The most common way of establishing a business in Sweden is through a company limited by shares (“Aktiebolag”). This form of companies is regulated by the Swedish Companies Act
- It is formed by one or more natural persons or legal entities.
- All shares in the company may be owned by foreign nationals or companies and no special acquisition permit is required.
- The company is a legal entity and is issued with a registration number (“organisationsnummer”).
Two Kinds of Limited Companies
- Swedish limited companies are divided into two categories, private companies and public companies. The provisions of the Swedish Companies Act are applicable to all limited companies, but there are some statutory rules that differ between the two kinds of limited companies.
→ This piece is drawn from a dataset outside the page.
PR #480, opened 2017-07-03
Minor fixes to uploading resources directly to Map code

cangencer:


hazelcast-jet-core/src/main/java/com/hazelcast/jet/impl/JetService.java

The main rules that differ are the following.
- Public limited companies shall have a share capital of not less than SEK500,000 while the minimum share capital of private companies is SEK 100,000.
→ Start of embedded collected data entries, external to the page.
PR #487, opened 2017-07-18
Introduce stream event journal processor

gurbuzali:
depends on https://github.com/hazelcast/hazelcast/pull/11187

### DIFF
--- a/hazelcast-jet-core/src/main/java/com/hazelcast/jet/impl/connector/StreamEventJournalP.java
+++ b/hazelcast-jet-core/src/main/java/com/hazelcast/jet/impl/connector/StreamEventJournalP.java
@@ -1,0 +1,359 @@
+/*
+ * Copyright (c) 2008-2017, Hazelcast, Inc. All Rights Reserved.
+ *
+ * Licensed under the Apache License, Version 2.0 (the "License");
+ * you may not use this file except in compliance with the License.
+ * You may obtain a copy of the License at
+ *
+ * http://www.apache.org/licenses/LICENSE-2.0
+ *
+ * Unless required by applicable law or agreed to in writing, software
+ * distributed under the License is distributed on an "AS IS" BASIS,
+ * WITHOUT WARRANTIES OR CONDITIONS OF ANY KIND, either express or implied.
+ * See the License for the specific language governing permissions and
+ * limitations under the License.
+ */
+
+package com.hazelcast.jet.impl.connector;
+
+import com.hazelcast.cache.journal.EventJournalCacheEvent;
+import com.hazelcast.client.config.ClientConfig;
+import com.hazelcast.client.impl.HazelcastClientProxy;
+import com.hazelcast.core.HazelcastInstance;
+import com.hazelcast.core.ICompletableFuture;
+import com.hazelcast.core.Partition;
+import com.hazelcast.jet.AbstractProcessor;
+import com.hazelcast.jet.Processor;
+import com.hazelcast.jet.ProcessorMetaSupplier;
+import com.hazelcast.jet.ProcessorSupplier;
+import com.hazelcast.jet.function.DistributedFunction;
+import com.hazelcast.jet.function.DistributedPredicate;
+import com.hazelcast.jet.impl.util.ExceptionUtil;
+import com.hazelcast.jet.processor.Processors;
+import com.hazelcast.jet.processor.Sources;
+import com.hazelcast.journal.EventJournalInitialSubscriberState;
+import com.hazelcast.journal.EventJournalReader;
+import com.hazelcast.map.journal.EventJournalMapEvent;
+import com.hazelcast.nio.Address;
+import com.hazelcast.projection.Projection;
+import com.hazelcast.ringbuffer.ReadResultSet;
+import com.hazelcast.ringbuffer.StaleSequenceException;
+import com.hazelcast.util.concurrent.BackoffIdleStrategy;
+import com.hazelcast.util.concurrent.IdleStrategy;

- Only public limited companies may issue investment certificates to the public and thus only public limited companies can be listed on an exchange. A private company, or a shareholder of such company, may not attempt through advertising to distribute shares or subscription rights in the company or debentures or warrants issued by the company.
- The board of a public company shall consist of at least three members but a private company is allowed to have one or more.
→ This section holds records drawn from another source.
PR #489, opened 2017-07-18
[WIP] Introduce Aeron source/sink

gurbuzali:


gurbuzali:
Yes, this is not a final work. I was planning to ask you guys `multiple stream as a source` approach. I'll add some tests to show the example usage

PR #490, opened 2017-07-19
Add projection and predicate capability to read map

gurbuzali:


hazelcast-jet-core/src/main/java/com/hazelcast/jet/processor/Sources.java
```diff
@@ -74,6 +101,22 @@ public static ProcessorMetaSupplier readMap(@Nonnull String mapName, @Nonnull Cl
...
     /**
+     * Returns a meta-supplier of processor that will fetch entries from a
+     * Hazelcast {@code IMap} in a remote cluster. Processor will emit the
+     * entries as {@code Map.Entry}.
+     * <p>
+     * If the underlying map is concurrently modified, there may be missing or
+     * duplicate items.
+     */
+    @Nonnull
+    public static <K, V, T> ProcessorMetaSupplier readMap(@Nonnull String mapName,
```
cangencer: javadoc is incomplete

hazelcast-jet-core/src/main/java/com/hazelcast/jet/processor/Sources.java
```diff
@@ -61,9 +64,33 @@ public static ProcessorMetaSupplier readMap(@Nonnull String mapName) {
...
+     * The number of Hazelcast partitions should be configured to at least
+     * {@code localParallelism * clusterSize}, otherwise some processors will have
+     * no partitions assigned to them.
+     * <p>
+     * If the underlying map is concurrently being modified, there are no guarantees
+     * given with respect to missing or duplicate items.
+     */
+    @Nonnull
+    public static <K, V, T> ProcessorMetaSupplier readMap(@Nonnull String mapName,
+                                                          @Nonnull DistributedFunction<Map.Entry<K, V>, T> projectionF,
```
cangencer: can't either projection or predicate be null? if this is allowed, this should also be added as `@param` tags to the javadoc

hazelcast-jet-core/src/main/java/com/hazelcast/jet/impl/connector/ReadWithPartitionIteratorP.java
```diff
@@ -143,6 +177,14 @@ public boolean isCooperative() {
                 .collect(toList());
     }
 
+    private static <I, O> Projection<I, O> projection(DistributedFunction<I, O> projectionF) {
```
cangencer: method can be renamed to `toProjection`

hazelcast-jet-core/src/main/java/com/hazelcast/jet/processor/Sources.java
viliam-durina: We can also mention the full note from partition iterator: 
>Iterating the map should be done only when the {@link IMap} is not being
mutated and the *cluster is stable* (there are no migrations or membership changes).
In other cases, the iterator may not return some entries or may return an entry twice.

hazelcast-jet-core/src/main/java/com/hazelcast/jet/processor/Sources.java
gurbuzali: I've checked the implementation on hazelcast side, both should be nonnull. Maybe we can provide it by passing a default implementation, wdyt ?

viliam-durina: We have similar concept here: https://github.com/hazelcast/hazelcast-jet/blob/master/hazelcast-jet-core/src/main/java/com/hazelcast/jet/processor/DiagnosticProcessors.java#L94-L97
You argued that requiring @Nonnull is better, but I don't like it at all. It's much easier to write `null` to predicate than `() -> true`.

gurbuzali: I was referring to have overloaded versions of `readMap` but I guess it'll be a lot of overloading.

cangencer: I think both should be `@Nullable`

gurbuzali: Having `@Nullable` is not inline with our other processors, why do we prefer `@Nullable` here but `@Nonnull` for other processors ? I don't have a strong opinion for both options but I favor `@Nonnull`.

hazelcast-jet-core/src/main/java/com/hazelcast/jet/impl/connector/ReadWithPartitionIteratorP.java
```diff
@@ -86,6 +88,21 @@ public static ProcessorMetaSupplier readMap(String mapName) {
                         .iterator(fetchSize, partition, PREFETCH_VALUES));
     }
 
+    public static <K, V, T> ProcessorMetaSupplier readMap(String mapName,
```
cangencer: can we add `@Nonnull` annotations here as well?

hazelcast-jet-core/src/main/java/com/hazelcast/jet/processor/Sources.java
```diff
@@ -52,28 +55,72 @@ private Sources() {
...
+     * {@code localParallelism * clusterSize}, otherwise some processors will have
+     * no partitions assigned to them.
+     * <p>
+     * Iterating the map should be done only when the {@link com.hazelcast.core.IMap} is not being
+     * mutated and the cluster is stable (there are no migrations or membership changes).
+     * In other cases, the iterator may not return some entries or may return an entry twice.
+     */
+    @Nonnull
+    public static <K, V, T> ProcessorMetaSupplier readMap(@Nonnull String mapName,
+                                                          @Nonnull DistributedFunction<Map.Entry<K, V>, T> projectionF,
```
cangencer: I would prefer the argument order to be predicate and then projection. Because the predicate is applied first, and then the projection.

hazelcast-jet-core/src/main/java/com/hazelcast/jet/stream/IStreamMap.java
```diff
@@ -38,4 +42,17 @@
...
+     * Returns a parallel and distributed {@code Stream} with this map as its source.
+     * Entries will be filtered and mapped according to the given predicate and projection.
+     * <p>
+     * If the underlying map is concurrently being modified, there are no guarantees
+     * given with respect to missing or duplicate items in a stream operation.
+     *
+     * @return a parallel {@code Stream} over the elements in this collection
+     * @since 1.8
+     */
+    <T> DistributedStream<T> stream(@Nonnull DistributedFunction<Entry<K, V>, T> projectionF,
```
cangencer: see my comments about argument ordering under `Sources.readMap(..)`

PR #691, opened 2018-01-30
Fix cooperative emission in StreamFilesP

### LINKED ISSUE #658: StreamFilesP should retry emitting line if outbox full
Currently StreamFilesP doesn't retry emitting the current line if outbox is full.

viliam-durina:
Other fixes:

- Fix the case when EOF is encountered mid-line and the reading of the
line resumes later

- The processor tried to finish watcher events after it was closed,
which is nonsense. It's only closed when the job is cancelled or the
watched directory was deleted. In neither case we should continue the
work.

- Updated the test to check cooperative emission.

- Fix TestProcessorContext.getLogger: the logger was created in
constructor even though the vertexName or globalProcessorIndex could be
changed later

Fixes #658

### DIFF
--- a/hazelcast-jet-core/src/main/java/com/hazelcast/jet/impl/connector/StreamFilesP.java
+++ b/hazelcast-jet-core/src/main/java/com/hazelcast/jet/impl/connector/StreamFilesP.java
@@ -140,7 +140,7 @@ public class StreamFilesP extends AbstractProcessor implements Closeable {
             if (isClosed()) {
                 return;
             }
-            getLogger().info("Closing StreamFilesP");
+            getLogger().fine("Closing StreamFilesP");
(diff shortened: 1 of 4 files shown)


hazelcast-jet-core/src/main/java/com/hazelcast/jet/impl/connector/StreamFilesP.java
```diff
@@ -131,7 +140,7 @@ public void close() {
             if (isClosed()) {
                 return;
             }
-            getLogger().info("Closing StreamFilesP. Any pending watch events will be processed.");
+            getLogger().info("Closing StreamFilesP");
```
cangencer: should this be on info level?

- A managing director has to be appointed in a public company. In private companies it is allowed to have a managing director and most private companies has appointed one.
- A limited company must appoint one o more approved or authorized public accountants to act as company auditor.
- The registered business name of a limited company is protected throughout the country.
- A limited company may have a split financial year, which can facilitate financial planning with regard to taxes, credits, salaries and interest.
Responsibility and risk
- A considerable capital investment is necessary when starting up a limited company, but apart from that, the owners have no personal responsibility for the company’s debts or other obligations.
- N. B.!! The board of directors and the managing director has extensive responsibility and in certain circumstances, these persons can become personally responsible for the company’s debts; especially unpaid taxes and social contributions.
- The Swedish Companies Act sets out the general rule that each share has one vote, but the articles of association may provide for shares with differences in voting rights. However, no share may have a voting right exceeding more than ten times the voting right of another share.
Rights in dividend etc
- The main rule is that all shares carry equal rights in the company. However, the articles of association may provide for shares of different classes. Shares may carry different rights to dividend and/or in the assets in case of liquidation.
New Swedish Companies Act 2006
- It should be noted that a new Swedish Companies Act is proposed to enter into force on January 1, 2006.